(Stored data entries)
++++++++++++++++++++

Issue #1001, opened 2026-07-09
reference: fail loud on an incompatible/misread reference instead of silently reading fields as absent


nh13:
> [!NOTE]
> ## Status — 2026-07-23 (verified on 43ec9ab, v0.10.1)
>
> **Item 1 and the compatibility half of item 2 have landed.** The runtime loader still reads the manifest as an untyped `serde_json::Value` (`multi_fasta.rs:557`), but `from_manifest_inner` now calls `validate_loaded_manifest` **before** those permissive field reads (`multi_fasta.rs:565`), which:
> - runs `check_schema_version` — refuses a manifest from a newer, forward-incompatible `ferro` (`prepare/manifest.rs:479`); and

++++++++++++++++++++

» **EXERCISE DIRECTIONS**: Please transcribe all of the records, keeping every line exactly as it is.

» **EXERCISE SOLUTION**:
Issue #1001, opened 2026-07-09
reference: fail loud on an incompatible/misread reference instead of silently reading fields as absent


nh13:
> [!NOTE]
> ## Status — 2026-07-23 (verified on 43ec9ab, v0.10.1)
>
> **Item 1 and the compatibility half of item 2 have landed.** The runtime loader still reads the manifest as an untyped `serde_json::Value` (`multi_fasta.rs:557`), but `from_manifest_inner` now calls `validate_loaded_manifest` **before** those permissive field reads (`multi_fasta.rs:565`), which:
> - runs `check_schema_version` — refuses a manifest from a newer, forward-incompatible `ferro` (`prepare/manifest.rs:479`); and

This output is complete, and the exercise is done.